======== DATA ========

PR #269, opened 2020-06-25
Feature 206 sechub analyzer cli

Jeeppler:
SecHub Analyzer CLI is command line tool, which searches for SecHub markers in files. The markers are:

- Start: `NOSECHUB`
- End: `END-NOSECHUB`

The Analyzer CLI markers are programming language agnostic. 

---
<sup>Jeremias Eppler <jeremias.eppler@daimler.com>, Daimler TSS GmbH, [imprint](https://github.com/Daimler/daimler-foss/blob/master/LEGAL_IMPRINT.md)</sup>


Jeeppler:
Implements: #206

sechub-analyzer-cli/src/main/java/com/daimler/sechub/analyzer/core/FileAnalyzer.java
```diff
@@ -0,0 +1,91 @@
...
+            // iterate through every line in the file
+            while ((line = bufferedReader.readLine()) != null) {
+                lineNumber++;
+
+                // search for the NOSECHUB marker
+                int noSecHub = line.indexOf(NOSECHUB);
+
+                if (noSecHub > -1) {
+                    // search for NOSECHB_END marker
+                    int endNoSecHub = line.indexOf(NOSECHUB_END);
```
de-jcup, line 61: Hmm. could you please define
`noSecHub` as `noSecHubIndex` and 
`endNoSecHub` as `endNoSecHubIndex` ?

So it's clear at reading time that `noSecHub` is no a boolean...

sechub-analyzer-cli/src/main/java/com/daimler/sechub/analyzer/core/FileAnalyzer.java
```diff
@@ -0,0 +1,91 @@
...
+
+import com.daimler.analyzer.model.Marker;
+import com.daimler.analyzer.model.MarkerPair;
+import com.daimler.analyzer.model.MarkerType;
+
+/**
+ * Searches through a file looking for SecHub markers
+ */
+public class FileAnalyzer {
+    private static final String NOSECHUB = "NOSECHUB";
```
de-jcup, line 19: What If there is a text containing just a 
"NOSECHUB"  somewhere but not being a comment - e.g. a "// if this is not a real finding add NOSECHUB there"
in combination with a real finding?

For example:


```java

public void potentialEvilCommentOut(){
     // if this is not a real finding add NOSECHUB there!
      doProbablyStuffWhichCouldLeadToFalsePositive();
}
public void myEvilMethod(){
     doRealEvilStuffLikeSQLWithParamStringConcatenation();
}

public void myNotSoEvilMethod(){
     // NOSECHUB
     doingNotEvilStuffButFalsePositive();
     // NOSECHUB-END
}
```

In the case before and your current implementation potentialEvilCommentOut() method would lead to start - next start will be ignored and end from myNotSoEvilMethod() used. So code inside myEvilMethod() will be inside start-end block!

I would prefer a solution where we do explicit check for comment
"# NOSECHUB"
"// NOSECHUB"
"/* NOSECHUB\w" (I think here checking only start + whitespace is enough)
"/*     NOSECHUB\w"
"/*     NOSECHUB\w"
etc.

I think a fast approach is to check for index as done before and if there is a match use (one time compiled) regular expression patterns to remove whitespaces.

de-jcup: please add real source code files like NoSechHubExample1.java to our /src/test/resources folder - so it can be loaded and you can code really. Than play around with multiple blocks inside same file and some odd situations as mentioned before and load this in your tests (like done already but with text files - so you can use dedicated editors, etc. )

sechub-analyzer-cli/src/main/java/com/daimler/sechub/analyzer/core/Processor.java
```diff
@@ -0,0 +1,117 @@
...
+     * 
+     * @param rootFiles
+     * @return all files with markers
+     */
+    protected Map<String, List<MarkerPair>> analyzeFiles(List<File> rootFiles) {
+        Map<String, List<MarkerPair>> result = new HashMap<>();
+
+        Set<File> files = new HashSet<>();
+        
+        // create a list of all files
```
de-jcup, line 67: I prefer block comments for comments - most times I use //  either for parts to remove, or when being a "sub comment"

sechub-analyzer-cli/src/test/java/com/daimler/sechub/analyzer/core/ProcessorTest.java
```diff
@@ -0,0 +1,273 @@
...
+
+/**
+ * Integration Tests
+ * 
+ * Tests the Processor and FileAnalyzer classes
+ */
+public class ProcessorTest {
+    
+    final String path = "src/test/resources/";
+    private Processor processor = null;
```
de-jcup, line 32: avoid setting fields to null - is always done in java automatically and reduces readability

sechub-analyzer-cli/README.md
```diff
@@ -0,0 +1,114 @@
...
+
+Please report issues at https://github.com/daimler/sechub
+~~~
+
+##### Example
+
+~~~
+$ java -jar analyzer-0.0.0.jar -p example/
+{
+  "findings" : {
```
de-jcup, line 75: I would prefer "noSecHubMarkers"
instead of "findings". So we can reuse general class "Markers" for other parts and its also more clear what is meant by the json content.

sechub-analyzer-cli/src/main/java/com/daimler/analyzer/model/AnalyzerResult.java
```diff
@@ -0,0 +1,47 @@
...
+ */
+public class AnalyzerResult {
+
+    private Map<String, List<MarkerPair>> findings;
+
+    public AnalyzerResult(Map<String, List<MarkerPair>> findings) {
+        this.findings = findings;
+    }
+    
+    public Map<String, List<MarkerPair>> getFindings() {
```
de-jcup, line 18: Please rename to `getNoSecHubMarkers()`

de-jcup: As long as we do not provide this as an API it's okay to provide this map directly over the method (I have done this as well at some sechub locations). But we must be aware when this is used at different locations this can cause trouble - reason: The map is not immutable. but directly returned, so callers can change the content!

sechub-analyzer-cli/src/main/java/com/daimler/sechub/analyzer/cli/Analyzer.java
```diff
@@ -0,0 +1,137 @@
+package com.daimler.sechub.analyzer.cli;
+
+import java.io.FileNotFoundException;
+import java.io.IOException;
+import java.util.List;
+
+import org.apache.commons.cli.CommandLine;
```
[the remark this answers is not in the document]
Jeeppler: I actually did not use Log4j 1.x, but used instead Log4j 2. Log4j 2 separates the implementation from the API, therefore it would be possible to use the Log4j 2 API with a different implementation. 

Log4j 2 incorporated the good parts from SLF4J. Furthermore, it made it possible to log objects instead of only strings:

https://stackoverflow.com/questions/41498021/is-it-worth-to-use-slf4j-with-log4j2

sechub-analyzer-cli/src/test/java/com/daimler/sechub/analyzer/core/CommentCheckerCommentInLineTest.java
```diff
@@ -0,0 +1,389 @@
...
+import java.util.List;
+
+@RunWith(Parameterized.class)
+public class CommentCheckerCommentInLineTest {
+    private static final String NOSECHUB = "NOSECHUB";
+    private static final String NOSECHUB_END = "END-NOSECHUB";
+    
+    private CommentChecker commentChecker;
+    
+    @Parameters
```
de-jcup, line 24: Very nice!

I am always was to lazy to use parameters - but here it makes absolute sense. Nice work!

de-jcup:

---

========

Search the entries above for the string "ProcessorTest". Copy each line in which it appears.

sechub-analyzer-cli/src/test/java/com/daimler/sechub/analyzer/core/ProcessorTest.java
+public class ProcessorTest {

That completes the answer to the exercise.